## Problem requirements
Your answer should contain every line of the records, transcribed word for word.

Dataset entries
○ ○ ○ ○ ○

Issue #5678, opened 2020-10-24
[7.5.3] Version checker - local variable 'response_dict' referenced before assignment


xoriole:
From error reporter [#36093](http://reporter.tribler.org/stacktrace/36093) 
```python
Traceback (most recent call last):
File "src\tribler-gui\tribler_gui\event_request_manager.py", line 116, in on_read_data
RuntimeError: local variable 'response_dict' referenced before assignment
--LONG TEXT--
Traceback (most recent call last):
File "src\tribler-core\tribler_core\modules\versioncheck_manager.py", line 60, in check_new_version_api
UnboundLocalError: local variable 'response_dict' referenced before assignment

--CONTEXT--
{'message': 'Task exception was never retrieved', 'exception': UnboundLocalError("local variable 'response_dict' referenced before assignment"), 'future': <Task finished name='Task-171' coro=<VersionCheckManager.check_new_version_api() done, defined at src\tribler-core\tribler_core\modules\versioncheck_manager.py:42> exception=UnboundLocalError("local variable 'response_dict' referenced before assignment")>}
```
Platform: Windows-10
Uptime: 981.57 seconds

xoriole:
Fixed by https://github.com/Tribler/tribler/pull/5695

Issue #5670, opened 2020-10-22
Soft-crash of all 7.5.2 instances (Mac,Linux)


synctext:
With a historic bug we might have managed to kill off all online instances of Tribler 7.5.2

Every online Tribler peers running 7.5.2 (reproduced on Ubuntu and Mac) who conducts a ```New_Tribler_Version()``` check has a popup window which overwrites the default Tribler GUI from which there is no escape:
![Screenshot from 2020-10-22 17-34-34](https://user-images.githubusercontent.com/325224/96895731-feef3a80-148c-11eb-85f1-d03ec69116ef.png)
Both the "Ignore" and the "Later" button do not make the blocking popup go away. The "OK" button opens a new browser window on both Ubuntu and Mac successfully, but does not close the popup. Open questions: is this also happening on Windows?

devos50:
I am unable to reproduce this on both my Mac and the Win10-64bit machine in proxmox.

synctext:
On Linux I just discovered I was running: ```tribler_7.5.2-2-g33fa321bb_all.deb```.

xoriole:
I think it is because there are multiple popup stacked. Not sure how that happened since the version check duration is 6 hours unless it is running for a long time.

To reproduce the issue, I tried reducing the version check duration to a few seconds and I had a similar screen quickly. The popup should be a singleton and dispose any previous popus.

ichorid:
Installed 7.5.2 on Ubuntu 20.04, everything works fine :shrug:

synctext:
> I think it is because there are multiple popup stacked. Not sure how that happened since the version check duration is 6 hours unless it is running for a long time.

Great to hear this! That could explain a lot. Tribler usually runs for at least a week. For past 15 years its been often in the background on one or two laptops.

Capturing these cornercases has consistently been hard. For many years we needed an easier way for our users to report bug and capture state in detail.

xoriole:
> Can we have a unit test reproducing the multiple popups?

https://github.com/Tribler/tribler/pull/5700 includes a test for it

PR #5695, opened 2020-10-27
Fix version checker issues

xoriole:
- Fixes https://github.com/Tribler/tribler/issues/5678 : Referenced before assignment
- Fixes https://github.com/Tribler/tribler/issues/5670 : Multiple version checker popups

### DIFF
--- a/src/tribler-core/tribler_core/modules/tests/test_versioncheck.py
+++ b/src/tribler-core/tribler_core/modules/tests/test_versioncheck.py
@@ -25,6 +25,8 @@ class TestVersionCheck(TestAsServer):
 
         self.session.notifier.notify = Mock()
 
+        self.response_lag = 0  # lag in seconds to send a response
+
     def notifier_callback(self, subject, *args):
         self.new_version_called = True
 
@@ -45,7 +47,9 @@ class TestVersionCheck(TestAsServer):
         site = web.TCPSite(self.runner, 'localhost', self.port)
         await site.start()
 
-    def handle_version_request(self, request):
+    async def handle_version_request(self, _):
+        if self.response_lag > 0:
+            await sleep(self.response_lag)
         return RESTResponse(self.response, status=self.response_code)
 
     async def assert_new_version_called(self):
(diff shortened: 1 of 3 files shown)


devos50:
Shouldn’t this go to the 7.5 release branch?

xoriole:
retest this please

xoriole:
retest this please

devos50:
Ok, this is getting a bit problematic. We cannot easily run the "Clone Tribler" job since there is this annoying file with a unicode filename. However, the "Clone Tribler" job seems to be required for several of our checkers.

Given all the activity on the `release-7.5` branch, this is getting a priority. I will look into it.

xoriole:
>Ok, this is getting a bit problematic. We cannot easily run the "Clone Tribler" job since there is this annoying file with a unicode filename. However, the "Clone Tribler" job seems to be required for several of our checkers.
>Given all the recent activity on the release-7.5 branch, this is getting a priority. I will look into it.

@devos50 Thanks

devos50:
Please rebase this PR 👍

src/tribler-core/tribler_core/modules/tests/test_versioncheck.py
```diff
@@ -116,6 +120,19 @@ async def test_version_check_timeout(self):
         self.should_call_new_version_callback = False
         await self.check_version()
 
+    @timeout(10)
+    async def test_version_check_api_timeout(self):
+        await self.setup_version_server(json.dumps({'name': 'v1337.0'}))
+
+        # Setting the API response lag to 2 seconds and
+        # client's version checkout timeout of 1ms, version checks should fail returning False
```
devos50, line 128: Is the checkout timeout in seconds or milliseconds (you are using both units)?

xoriole: Thanks for pointing out. It is in seconds. I'll update the comment.

devos50 (approved):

○ ○ ○ ○ ○

## Reply
Issue #5678, opened 2020-10-24
[7.5.3] Version checker - local variable 'response_dict' referenced before assignment


xoriole:
From error reporter [#36093](http://reporter.tribler.org/stacktrace/36093) 
```python
Traceback (most recent call last):
File "src\tribler-gui\tribler_gui\event_request_manager.py", line 116, in on_read_data
RuntimeError: local variable 'response_dict' referenced before assignment
--LONG TEXT--
Traceback (most recent call last):
File "src\tribler-core\tribler_core\modules\versioncheck_manager.py", line 60, in check_new_version_api
UnboundLocalError: local variable 'response_dict' referenced before assignment

--CONTEXT--
{'message': 'Task exception was never retrieved', 'exception': UnboundLocalError("local variable 'response_dict' referenced before assignment"), 'future': <Task finished name='Task-171' coro=<VersionCheckManager.check_new_version_api() done, defined at src\tribler-core\tribler_core\modules\versioncheck_manager.py:42> exception=UnboundLocalError("local variable 'response_dict' referenced before assignment")>}
```
Platform: Windows-10
Uptime: 981.57 seconds

xoriole:
Fixed by https://github.com/Tribler/tribler/pull/5695

Issue #5670, opened 2020-10-22
Soft-crash of all 7.5.2 instances (Mac,Linux)


synctext:
With a historic bug we might have managed to kill off all online instances of Tribler 7.5.2

Every online Tribler peers running 7.5.2 (reproduced on Ubuntu and Mac) who conducts a ```New_Tribler_Version()``` check has a popup window which overwrites the default Tribler GUI from which there is no escape:
![Screenshot from 2020-10-22 17-34-34](https://user-images.githubusercontent.com/325224/96895731-feef3a80-148c-11eb-85f1-d03ec69116ef.png)
Both the "Ignore" and the "Later" button do not make the blocking popup go away. The "OK" button opens a new browser window on both Ubuntu and Mac successfully, but does not close the popup. Open questions: is this also happening on Windows?

devos50:
I am unable to reproduce this on both my Mac and the Win10-64bit machine in proxmox.

synctext:
On Linux I just discovered I was running: ```tribler_7.5.2-2-g33fa321bb_all.deb```.

xoriole:
I think it is because there are multiple popup stacked. Not sure how that happened since the version check duration is 6 hours unless it is running for a long time.

To reproduce the issue, I tried reducing the version check duration to a few seconds and I had a similar screen quickly. The popup should be a singleton and dispose any previous popus.

ichorid:
Installed 7.5.2 on Ubuntu 20.04, everything works fine :shrug:

synctext:
> I think it is because there are multiple popup stacked. Not sure how that happened since the version check duration is 6 hours unless it is running for a long time.

Great to hear this! That could explain a lot. Tribler usually runs for at least a week. For past 15 years its been often in the background on one or two laptops.

Capturing these cornercases has consistently been hard. For many years we needed an easier way for our users to report bug and capture state in detail.

xoriole:
> Can we have a unit test reproducing the multiple popups?

https://github.com/Tribler/tribler/pull/5700 includes a test for it

PR #5695, opened 2020-10-27
Fix version checker issues

xoriole:
- Fixes https://github.com/Tribler/tribler/issues/5678 : Referenced before assignment
- Fixes https://github.com/Tribler/tribler/issues/5670 : Multiple version checker popups

### DIFF
--- a/src/tribler-core/tribler_core/modules/tests/test_versioncheck.py
+++ b/src/tribler-core/tribler_core/modules/tests/test_versioncheck.py
@@ -25,6 +25,8 @@ class TestVersionCheck(TestAsServer):
 
         self.session.notifier.notify = Mock()
 
+        self.response_lag = 0  # lag in seconds to send a response
+
     def notifier_callback(self, subject, *args):
         self.new_version_called = True
 
@@ -45,7 +47,9 @@ class TestVersionCheck(TestAsServer):
         site = web.TCPSite(self.runner, 'localhost', self.port)
         await site.start()
 
-    def handle_version_request(self, request):
+    async def handle_version_request(self, _):
+        if self.response_lag > 0:
+            await sleep(self.response_lag)
         return RESTResponse(self.response, status=self.response_code)
 
     async def assert_new_version_called(self):
(diff shortened: 1 of 3 files shown)


devos50:
Shouldn’t this go to the 7.5 release branch?

xoriole:
retest this please

xoriole:
retest this please

devos50:
Ok, this is getting a bit problematic. We cannot easily run the "Clone Tribler" job since there is this annoying file with a unicode filename. However, the "Clone Tribler" job seems to be required for several of our checkers.

Given all the activity on the `release-7.5` branch, this is getting a priority. I will look into it.

xoriole:
>Ok, this is getting a bit problematic. We cannot easily run the "Clone Tribler" job since there is this annoying file with a unicode filename. However, the "Clone Tribler" job seems to be required for several of our checkers.
>Given all the recent activity on the release-7.5 branch, this is getting a priority. I will look into it.

@devos50 Thanks

devos50:
Please rebase this PR 👍

src/tribler-core/tribler_core/modules/tests/test_versioncheck.py
```diff
@@ -116,6 +120,19 @@ async def test_version_check_timeout(self):
         self.should_call_new_version_callback = False
         await self.check_version()
 
+    @timeout(10)
+    async def test_version_check_api_timeout(self):
+        await self.setup_version_server(json.dumps({'name': 'v1337.0'}))
+
+        # Setting the API response lag to 2 seconds and
+        # client's version checkout timeout of 1ms, version checks should fail returning False
```
devos50, line 128: Is the checkout timeout in seconds or milliseconds (you are using both units)?

xoriole: Thanks for pointing out. It is in seconds. I'll update the comment.

devos50 (approved):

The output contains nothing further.